* WHAT THE TASK ASKS
The data below holds the lines to copy: everything from the line containing "PR #228, opened 2018-04-30" to the line containing "-1,15 +1,15 @@", both ends included, set down exactly.

* MATERIAL TO PROCESS
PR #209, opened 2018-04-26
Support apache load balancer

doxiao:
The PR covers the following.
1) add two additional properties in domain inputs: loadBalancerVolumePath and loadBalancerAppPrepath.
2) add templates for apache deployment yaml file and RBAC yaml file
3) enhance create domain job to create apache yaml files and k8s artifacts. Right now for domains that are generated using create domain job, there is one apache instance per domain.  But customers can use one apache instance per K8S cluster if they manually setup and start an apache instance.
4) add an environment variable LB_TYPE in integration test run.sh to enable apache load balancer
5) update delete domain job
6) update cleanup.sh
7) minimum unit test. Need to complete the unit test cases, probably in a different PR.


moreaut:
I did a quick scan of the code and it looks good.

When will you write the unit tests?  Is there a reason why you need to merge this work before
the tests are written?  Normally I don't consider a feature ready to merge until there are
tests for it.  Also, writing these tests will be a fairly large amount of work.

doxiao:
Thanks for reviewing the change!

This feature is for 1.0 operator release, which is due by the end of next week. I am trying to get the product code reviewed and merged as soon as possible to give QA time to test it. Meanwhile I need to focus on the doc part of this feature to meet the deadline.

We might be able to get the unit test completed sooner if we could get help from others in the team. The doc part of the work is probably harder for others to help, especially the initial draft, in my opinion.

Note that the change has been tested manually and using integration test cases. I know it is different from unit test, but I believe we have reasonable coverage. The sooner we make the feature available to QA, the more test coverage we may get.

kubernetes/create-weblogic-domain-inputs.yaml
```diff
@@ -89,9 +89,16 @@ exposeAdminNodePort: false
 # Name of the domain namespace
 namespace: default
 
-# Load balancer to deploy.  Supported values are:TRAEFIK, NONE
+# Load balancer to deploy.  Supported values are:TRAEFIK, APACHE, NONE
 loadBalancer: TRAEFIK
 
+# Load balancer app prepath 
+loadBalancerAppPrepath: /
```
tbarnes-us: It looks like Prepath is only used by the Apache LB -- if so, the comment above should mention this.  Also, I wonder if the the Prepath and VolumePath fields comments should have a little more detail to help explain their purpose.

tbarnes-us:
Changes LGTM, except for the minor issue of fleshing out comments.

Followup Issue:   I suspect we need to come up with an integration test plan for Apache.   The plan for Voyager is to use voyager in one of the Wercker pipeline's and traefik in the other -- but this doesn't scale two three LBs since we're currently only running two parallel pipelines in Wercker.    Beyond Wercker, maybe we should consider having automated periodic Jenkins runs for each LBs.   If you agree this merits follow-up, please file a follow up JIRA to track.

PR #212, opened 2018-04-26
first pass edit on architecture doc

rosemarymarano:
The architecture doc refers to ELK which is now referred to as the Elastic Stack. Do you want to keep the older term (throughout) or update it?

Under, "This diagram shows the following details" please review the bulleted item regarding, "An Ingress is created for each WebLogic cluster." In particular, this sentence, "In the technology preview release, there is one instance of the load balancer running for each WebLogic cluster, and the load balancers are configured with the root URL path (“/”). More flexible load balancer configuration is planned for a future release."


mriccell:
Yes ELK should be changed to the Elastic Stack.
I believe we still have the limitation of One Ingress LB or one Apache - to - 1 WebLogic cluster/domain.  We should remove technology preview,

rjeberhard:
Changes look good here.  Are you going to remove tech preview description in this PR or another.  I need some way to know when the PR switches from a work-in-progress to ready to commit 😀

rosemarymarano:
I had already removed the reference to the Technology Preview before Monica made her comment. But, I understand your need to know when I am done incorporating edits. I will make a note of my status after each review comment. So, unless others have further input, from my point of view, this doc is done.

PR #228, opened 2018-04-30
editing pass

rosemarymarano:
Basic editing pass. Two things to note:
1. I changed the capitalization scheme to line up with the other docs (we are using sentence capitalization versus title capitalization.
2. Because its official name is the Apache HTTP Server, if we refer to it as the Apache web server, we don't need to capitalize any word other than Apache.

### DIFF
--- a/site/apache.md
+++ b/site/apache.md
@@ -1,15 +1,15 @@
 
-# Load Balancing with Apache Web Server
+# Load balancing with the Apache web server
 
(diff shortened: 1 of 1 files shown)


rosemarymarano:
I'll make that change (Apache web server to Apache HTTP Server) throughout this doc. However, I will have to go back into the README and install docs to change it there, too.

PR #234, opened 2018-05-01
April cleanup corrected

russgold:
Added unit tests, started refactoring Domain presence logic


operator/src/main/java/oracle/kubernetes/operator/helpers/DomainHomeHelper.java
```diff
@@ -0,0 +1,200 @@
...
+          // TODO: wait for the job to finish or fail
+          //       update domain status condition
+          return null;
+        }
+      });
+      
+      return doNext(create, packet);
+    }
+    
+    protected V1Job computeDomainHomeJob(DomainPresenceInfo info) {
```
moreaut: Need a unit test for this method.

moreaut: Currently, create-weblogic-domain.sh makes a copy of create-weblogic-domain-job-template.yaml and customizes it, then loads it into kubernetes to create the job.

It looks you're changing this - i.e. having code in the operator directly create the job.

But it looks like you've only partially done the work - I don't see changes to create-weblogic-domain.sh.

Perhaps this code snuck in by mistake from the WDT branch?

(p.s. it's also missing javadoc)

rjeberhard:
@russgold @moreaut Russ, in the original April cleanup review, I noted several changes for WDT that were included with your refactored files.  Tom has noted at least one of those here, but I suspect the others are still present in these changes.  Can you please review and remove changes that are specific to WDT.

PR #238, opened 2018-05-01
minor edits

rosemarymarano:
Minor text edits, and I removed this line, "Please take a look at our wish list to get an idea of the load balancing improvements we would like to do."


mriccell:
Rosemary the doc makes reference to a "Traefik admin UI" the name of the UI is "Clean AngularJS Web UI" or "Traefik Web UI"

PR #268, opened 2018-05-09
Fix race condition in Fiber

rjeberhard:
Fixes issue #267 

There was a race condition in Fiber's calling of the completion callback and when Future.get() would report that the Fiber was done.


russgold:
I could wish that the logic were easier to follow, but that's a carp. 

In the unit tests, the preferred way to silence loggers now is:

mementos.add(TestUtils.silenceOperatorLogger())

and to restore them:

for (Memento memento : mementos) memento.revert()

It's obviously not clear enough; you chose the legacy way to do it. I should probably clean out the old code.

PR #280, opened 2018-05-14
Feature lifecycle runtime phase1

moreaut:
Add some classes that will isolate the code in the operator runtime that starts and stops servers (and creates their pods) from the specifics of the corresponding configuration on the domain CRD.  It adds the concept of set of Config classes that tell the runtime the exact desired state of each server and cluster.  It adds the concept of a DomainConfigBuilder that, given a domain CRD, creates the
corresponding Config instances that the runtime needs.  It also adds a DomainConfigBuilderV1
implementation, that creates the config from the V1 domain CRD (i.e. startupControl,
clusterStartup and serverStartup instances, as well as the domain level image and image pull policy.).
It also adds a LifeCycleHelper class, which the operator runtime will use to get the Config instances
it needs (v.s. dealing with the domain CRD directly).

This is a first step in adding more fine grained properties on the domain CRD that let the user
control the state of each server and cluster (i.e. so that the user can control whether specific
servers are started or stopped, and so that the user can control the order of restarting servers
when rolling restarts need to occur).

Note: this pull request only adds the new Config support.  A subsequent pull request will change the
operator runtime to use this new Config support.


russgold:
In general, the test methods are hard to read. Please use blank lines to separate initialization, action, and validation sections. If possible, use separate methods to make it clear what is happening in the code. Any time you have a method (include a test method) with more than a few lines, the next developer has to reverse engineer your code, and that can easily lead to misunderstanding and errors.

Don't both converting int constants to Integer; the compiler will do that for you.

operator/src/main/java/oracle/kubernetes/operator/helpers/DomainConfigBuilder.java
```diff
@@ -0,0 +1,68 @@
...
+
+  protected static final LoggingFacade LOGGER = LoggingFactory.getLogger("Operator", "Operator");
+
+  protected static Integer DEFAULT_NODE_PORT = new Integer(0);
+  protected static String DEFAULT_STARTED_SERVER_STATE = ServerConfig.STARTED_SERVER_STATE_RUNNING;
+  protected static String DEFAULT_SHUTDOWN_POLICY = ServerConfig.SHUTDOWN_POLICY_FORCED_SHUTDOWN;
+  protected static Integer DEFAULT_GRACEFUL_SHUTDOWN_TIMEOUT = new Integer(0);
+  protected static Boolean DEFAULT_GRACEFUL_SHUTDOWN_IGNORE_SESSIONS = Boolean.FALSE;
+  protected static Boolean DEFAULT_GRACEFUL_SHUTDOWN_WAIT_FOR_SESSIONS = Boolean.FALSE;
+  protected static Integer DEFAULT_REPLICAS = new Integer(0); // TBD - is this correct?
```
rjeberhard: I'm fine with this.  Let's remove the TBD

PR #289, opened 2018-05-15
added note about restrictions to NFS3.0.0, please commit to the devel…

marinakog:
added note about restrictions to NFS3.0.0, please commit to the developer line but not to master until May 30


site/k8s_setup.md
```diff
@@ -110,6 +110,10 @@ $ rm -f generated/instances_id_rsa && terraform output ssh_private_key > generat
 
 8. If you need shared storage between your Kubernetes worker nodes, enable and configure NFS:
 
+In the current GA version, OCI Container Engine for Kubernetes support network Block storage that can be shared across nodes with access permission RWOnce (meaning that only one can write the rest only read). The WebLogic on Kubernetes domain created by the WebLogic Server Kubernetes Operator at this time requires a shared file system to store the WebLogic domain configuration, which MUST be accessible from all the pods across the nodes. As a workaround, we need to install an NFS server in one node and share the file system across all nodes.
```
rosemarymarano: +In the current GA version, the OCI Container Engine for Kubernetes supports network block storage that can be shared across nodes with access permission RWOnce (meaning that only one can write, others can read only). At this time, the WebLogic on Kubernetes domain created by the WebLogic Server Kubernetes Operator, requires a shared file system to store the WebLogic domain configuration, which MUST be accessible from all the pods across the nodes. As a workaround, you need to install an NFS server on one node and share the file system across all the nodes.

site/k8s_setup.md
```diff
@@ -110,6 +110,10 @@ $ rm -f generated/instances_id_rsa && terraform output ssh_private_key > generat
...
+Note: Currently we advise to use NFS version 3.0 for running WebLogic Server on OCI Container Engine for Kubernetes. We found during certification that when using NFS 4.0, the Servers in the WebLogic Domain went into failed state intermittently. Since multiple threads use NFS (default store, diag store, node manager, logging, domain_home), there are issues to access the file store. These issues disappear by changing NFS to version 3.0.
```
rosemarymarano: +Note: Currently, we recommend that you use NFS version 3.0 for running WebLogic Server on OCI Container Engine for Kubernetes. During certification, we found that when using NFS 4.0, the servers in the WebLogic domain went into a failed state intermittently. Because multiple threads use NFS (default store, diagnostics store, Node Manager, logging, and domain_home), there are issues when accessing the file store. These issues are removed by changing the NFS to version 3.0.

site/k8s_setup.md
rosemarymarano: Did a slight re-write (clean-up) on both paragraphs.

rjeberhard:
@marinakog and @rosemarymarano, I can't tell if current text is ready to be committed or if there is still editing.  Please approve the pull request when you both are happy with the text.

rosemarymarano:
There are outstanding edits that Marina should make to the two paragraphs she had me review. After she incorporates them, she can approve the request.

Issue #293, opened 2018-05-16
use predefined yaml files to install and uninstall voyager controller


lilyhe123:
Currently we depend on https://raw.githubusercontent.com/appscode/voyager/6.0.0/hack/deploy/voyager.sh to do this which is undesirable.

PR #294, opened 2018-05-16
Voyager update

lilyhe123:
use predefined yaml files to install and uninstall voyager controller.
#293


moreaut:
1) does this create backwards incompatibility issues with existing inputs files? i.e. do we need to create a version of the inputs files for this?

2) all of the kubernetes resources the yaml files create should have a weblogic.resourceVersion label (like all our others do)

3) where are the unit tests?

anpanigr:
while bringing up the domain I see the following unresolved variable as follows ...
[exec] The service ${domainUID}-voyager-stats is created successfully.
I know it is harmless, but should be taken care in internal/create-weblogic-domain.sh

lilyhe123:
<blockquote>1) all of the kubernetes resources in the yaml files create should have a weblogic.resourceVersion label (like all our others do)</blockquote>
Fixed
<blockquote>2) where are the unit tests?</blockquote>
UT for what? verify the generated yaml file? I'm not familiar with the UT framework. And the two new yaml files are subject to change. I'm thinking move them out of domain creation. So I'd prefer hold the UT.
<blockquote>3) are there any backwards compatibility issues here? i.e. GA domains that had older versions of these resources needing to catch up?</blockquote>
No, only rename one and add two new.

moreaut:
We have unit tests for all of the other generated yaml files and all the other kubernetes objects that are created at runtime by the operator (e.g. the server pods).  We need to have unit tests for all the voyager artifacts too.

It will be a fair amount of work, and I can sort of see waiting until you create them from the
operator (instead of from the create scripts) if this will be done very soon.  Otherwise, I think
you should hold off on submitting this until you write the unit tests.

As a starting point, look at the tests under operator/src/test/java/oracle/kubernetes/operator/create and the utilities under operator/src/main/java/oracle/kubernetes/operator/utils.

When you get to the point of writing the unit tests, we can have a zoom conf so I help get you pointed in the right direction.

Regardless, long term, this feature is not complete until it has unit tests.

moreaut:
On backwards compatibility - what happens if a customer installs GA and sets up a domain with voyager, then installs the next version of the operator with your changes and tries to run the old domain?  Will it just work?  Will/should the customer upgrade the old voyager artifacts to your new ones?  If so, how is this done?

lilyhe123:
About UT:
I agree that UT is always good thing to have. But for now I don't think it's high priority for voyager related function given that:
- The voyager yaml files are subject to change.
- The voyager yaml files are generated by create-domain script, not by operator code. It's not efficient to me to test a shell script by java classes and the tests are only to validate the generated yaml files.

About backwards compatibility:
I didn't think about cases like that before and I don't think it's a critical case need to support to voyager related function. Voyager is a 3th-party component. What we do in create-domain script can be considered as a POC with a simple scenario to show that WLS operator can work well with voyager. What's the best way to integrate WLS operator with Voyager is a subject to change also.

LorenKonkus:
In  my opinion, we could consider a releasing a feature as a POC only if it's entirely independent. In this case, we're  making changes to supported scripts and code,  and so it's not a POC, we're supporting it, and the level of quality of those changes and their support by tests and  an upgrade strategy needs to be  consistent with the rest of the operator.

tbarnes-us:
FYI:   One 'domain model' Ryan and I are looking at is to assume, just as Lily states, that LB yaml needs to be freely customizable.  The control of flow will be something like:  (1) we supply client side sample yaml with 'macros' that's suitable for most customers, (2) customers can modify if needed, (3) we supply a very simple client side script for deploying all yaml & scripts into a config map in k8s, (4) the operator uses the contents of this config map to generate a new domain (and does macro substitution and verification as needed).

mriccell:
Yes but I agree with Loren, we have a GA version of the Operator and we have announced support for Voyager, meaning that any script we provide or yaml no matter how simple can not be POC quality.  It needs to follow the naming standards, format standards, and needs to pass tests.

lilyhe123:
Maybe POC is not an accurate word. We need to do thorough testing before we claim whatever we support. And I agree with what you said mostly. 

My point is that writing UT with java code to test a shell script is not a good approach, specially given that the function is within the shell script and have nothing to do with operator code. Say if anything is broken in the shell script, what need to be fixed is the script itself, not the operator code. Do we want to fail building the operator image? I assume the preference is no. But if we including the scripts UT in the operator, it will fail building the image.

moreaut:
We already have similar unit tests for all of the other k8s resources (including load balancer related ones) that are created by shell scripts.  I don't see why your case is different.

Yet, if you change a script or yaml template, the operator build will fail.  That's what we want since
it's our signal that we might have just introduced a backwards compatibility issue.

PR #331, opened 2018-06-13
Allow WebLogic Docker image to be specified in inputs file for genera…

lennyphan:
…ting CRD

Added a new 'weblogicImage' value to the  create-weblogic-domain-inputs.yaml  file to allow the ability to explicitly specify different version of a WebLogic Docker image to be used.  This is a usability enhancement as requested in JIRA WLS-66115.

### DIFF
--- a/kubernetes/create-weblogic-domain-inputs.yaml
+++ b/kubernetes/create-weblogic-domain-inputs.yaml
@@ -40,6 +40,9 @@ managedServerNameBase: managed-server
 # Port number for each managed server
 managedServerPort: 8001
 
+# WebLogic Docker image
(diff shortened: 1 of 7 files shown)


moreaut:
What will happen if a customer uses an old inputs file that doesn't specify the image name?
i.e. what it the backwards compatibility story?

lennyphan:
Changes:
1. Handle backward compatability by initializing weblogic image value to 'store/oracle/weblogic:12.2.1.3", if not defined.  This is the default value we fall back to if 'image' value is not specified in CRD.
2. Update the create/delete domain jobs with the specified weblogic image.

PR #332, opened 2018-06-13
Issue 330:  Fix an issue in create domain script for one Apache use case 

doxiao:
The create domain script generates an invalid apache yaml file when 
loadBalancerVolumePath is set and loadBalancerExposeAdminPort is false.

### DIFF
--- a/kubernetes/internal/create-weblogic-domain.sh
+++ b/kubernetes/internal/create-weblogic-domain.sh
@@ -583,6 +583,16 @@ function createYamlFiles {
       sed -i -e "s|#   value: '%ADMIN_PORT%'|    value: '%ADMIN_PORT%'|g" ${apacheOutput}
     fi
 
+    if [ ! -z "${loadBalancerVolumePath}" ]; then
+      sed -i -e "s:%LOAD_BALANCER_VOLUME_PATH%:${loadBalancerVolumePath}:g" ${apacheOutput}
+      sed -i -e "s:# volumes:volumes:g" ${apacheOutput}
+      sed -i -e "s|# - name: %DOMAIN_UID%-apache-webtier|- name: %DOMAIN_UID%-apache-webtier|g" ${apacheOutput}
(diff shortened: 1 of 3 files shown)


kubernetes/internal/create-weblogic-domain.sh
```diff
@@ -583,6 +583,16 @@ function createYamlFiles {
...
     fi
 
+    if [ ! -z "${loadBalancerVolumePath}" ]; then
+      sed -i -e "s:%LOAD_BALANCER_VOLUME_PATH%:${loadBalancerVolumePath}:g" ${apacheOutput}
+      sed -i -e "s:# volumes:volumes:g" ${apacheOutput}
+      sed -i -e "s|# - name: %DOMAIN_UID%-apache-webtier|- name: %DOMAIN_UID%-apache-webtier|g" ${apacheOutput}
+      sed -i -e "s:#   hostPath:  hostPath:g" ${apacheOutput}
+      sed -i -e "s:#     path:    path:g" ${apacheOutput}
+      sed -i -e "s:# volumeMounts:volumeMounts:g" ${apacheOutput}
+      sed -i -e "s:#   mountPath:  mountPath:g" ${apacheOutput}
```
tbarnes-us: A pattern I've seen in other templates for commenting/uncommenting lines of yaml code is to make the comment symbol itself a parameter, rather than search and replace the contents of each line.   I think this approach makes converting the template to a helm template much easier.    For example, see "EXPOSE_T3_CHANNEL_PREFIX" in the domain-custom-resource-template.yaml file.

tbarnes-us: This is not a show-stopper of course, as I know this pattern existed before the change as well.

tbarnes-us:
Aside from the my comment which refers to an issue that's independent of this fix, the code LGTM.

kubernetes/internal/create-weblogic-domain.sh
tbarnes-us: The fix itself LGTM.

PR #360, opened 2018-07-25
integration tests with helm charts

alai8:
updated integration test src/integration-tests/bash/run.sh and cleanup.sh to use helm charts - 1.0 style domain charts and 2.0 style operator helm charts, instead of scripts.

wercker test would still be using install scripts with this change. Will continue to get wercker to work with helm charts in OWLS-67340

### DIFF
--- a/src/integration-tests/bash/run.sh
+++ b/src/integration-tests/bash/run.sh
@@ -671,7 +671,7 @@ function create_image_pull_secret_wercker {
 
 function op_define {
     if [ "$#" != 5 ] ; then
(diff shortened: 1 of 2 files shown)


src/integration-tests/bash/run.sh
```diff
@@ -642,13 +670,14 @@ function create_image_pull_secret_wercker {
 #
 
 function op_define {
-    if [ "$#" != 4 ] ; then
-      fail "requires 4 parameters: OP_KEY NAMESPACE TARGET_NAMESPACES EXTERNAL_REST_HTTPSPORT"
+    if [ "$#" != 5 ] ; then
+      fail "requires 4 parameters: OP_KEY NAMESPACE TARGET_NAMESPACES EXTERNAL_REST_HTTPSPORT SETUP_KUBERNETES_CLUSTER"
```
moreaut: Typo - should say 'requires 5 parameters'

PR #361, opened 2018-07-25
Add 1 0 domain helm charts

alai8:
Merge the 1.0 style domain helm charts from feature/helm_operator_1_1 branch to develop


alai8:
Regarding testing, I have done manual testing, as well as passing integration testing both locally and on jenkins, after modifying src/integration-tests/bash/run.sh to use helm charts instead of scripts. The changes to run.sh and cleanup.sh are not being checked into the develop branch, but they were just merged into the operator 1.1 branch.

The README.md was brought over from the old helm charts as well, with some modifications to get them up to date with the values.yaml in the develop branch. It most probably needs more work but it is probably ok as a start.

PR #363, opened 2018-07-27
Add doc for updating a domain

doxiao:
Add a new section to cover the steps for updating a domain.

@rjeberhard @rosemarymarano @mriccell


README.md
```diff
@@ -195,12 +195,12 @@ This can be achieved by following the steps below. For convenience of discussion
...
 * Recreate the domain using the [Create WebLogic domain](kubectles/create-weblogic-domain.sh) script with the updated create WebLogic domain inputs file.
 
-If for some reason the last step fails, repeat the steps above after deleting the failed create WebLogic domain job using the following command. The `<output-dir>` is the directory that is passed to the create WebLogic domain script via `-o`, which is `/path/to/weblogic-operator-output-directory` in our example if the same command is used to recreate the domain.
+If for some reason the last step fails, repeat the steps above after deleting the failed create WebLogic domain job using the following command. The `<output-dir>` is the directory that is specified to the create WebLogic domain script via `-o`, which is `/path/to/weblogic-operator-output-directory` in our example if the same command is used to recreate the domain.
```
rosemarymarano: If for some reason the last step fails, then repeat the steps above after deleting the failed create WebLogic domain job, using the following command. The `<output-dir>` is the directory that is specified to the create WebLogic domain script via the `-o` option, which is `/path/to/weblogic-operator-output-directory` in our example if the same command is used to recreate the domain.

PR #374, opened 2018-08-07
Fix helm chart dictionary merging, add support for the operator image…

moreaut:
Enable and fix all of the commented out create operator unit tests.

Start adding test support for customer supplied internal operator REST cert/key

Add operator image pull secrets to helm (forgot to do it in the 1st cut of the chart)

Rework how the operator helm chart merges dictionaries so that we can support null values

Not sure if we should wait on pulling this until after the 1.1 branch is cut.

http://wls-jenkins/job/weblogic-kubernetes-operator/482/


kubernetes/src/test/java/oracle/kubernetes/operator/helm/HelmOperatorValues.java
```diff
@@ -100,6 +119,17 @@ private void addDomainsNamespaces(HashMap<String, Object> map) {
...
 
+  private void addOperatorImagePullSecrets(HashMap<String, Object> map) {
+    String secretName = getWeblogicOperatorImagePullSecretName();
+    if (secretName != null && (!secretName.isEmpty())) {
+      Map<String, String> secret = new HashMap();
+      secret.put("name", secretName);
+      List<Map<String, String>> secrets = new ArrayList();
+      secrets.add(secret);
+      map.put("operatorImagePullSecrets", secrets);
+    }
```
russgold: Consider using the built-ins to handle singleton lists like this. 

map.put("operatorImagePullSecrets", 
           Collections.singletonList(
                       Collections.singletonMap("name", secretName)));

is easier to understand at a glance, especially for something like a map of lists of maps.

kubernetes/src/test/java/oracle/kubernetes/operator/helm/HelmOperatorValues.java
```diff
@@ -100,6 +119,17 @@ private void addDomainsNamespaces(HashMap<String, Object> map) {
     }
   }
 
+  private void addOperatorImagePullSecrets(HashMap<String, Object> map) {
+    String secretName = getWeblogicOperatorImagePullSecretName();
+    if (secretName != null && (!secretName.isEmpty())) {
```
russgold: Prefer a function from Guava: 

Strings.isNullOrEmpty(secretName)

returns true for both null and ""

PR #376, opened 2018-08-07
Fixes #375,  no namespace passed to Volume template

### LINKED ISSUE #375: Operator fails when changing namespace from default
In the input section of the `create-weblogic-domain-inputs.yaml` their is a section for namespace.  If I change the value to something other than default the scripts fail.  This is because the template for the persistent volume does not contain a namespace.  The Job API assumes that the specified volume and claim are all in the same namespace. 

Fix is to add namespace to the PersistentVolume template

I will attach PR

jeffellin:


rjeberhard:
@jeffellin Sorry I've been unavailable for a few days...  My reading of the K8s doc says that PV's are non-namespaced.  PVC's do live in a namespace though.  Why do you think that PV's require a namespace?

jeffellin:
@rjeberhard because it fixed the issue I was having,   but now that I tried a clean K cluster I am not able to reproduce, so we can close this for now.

* SOLUTION TO THE PROBLEM
PR #228, opened 2018-04-30
editing pass

rosemarymarano:
Basic editing pass. Two things to note:
1. I changed the capitalization scheme to line up with the other docs (we are using sentence capitalization versus title capitalization.
2. Because its official name is the Apache HTTP Server, if we refer to it as the Apache web server, we don't need to capitalize any word other than Apache.

### DIFF
--- a/site/apache.md
+++ b/site/apache.md
@@ -1,15 +1,15 @@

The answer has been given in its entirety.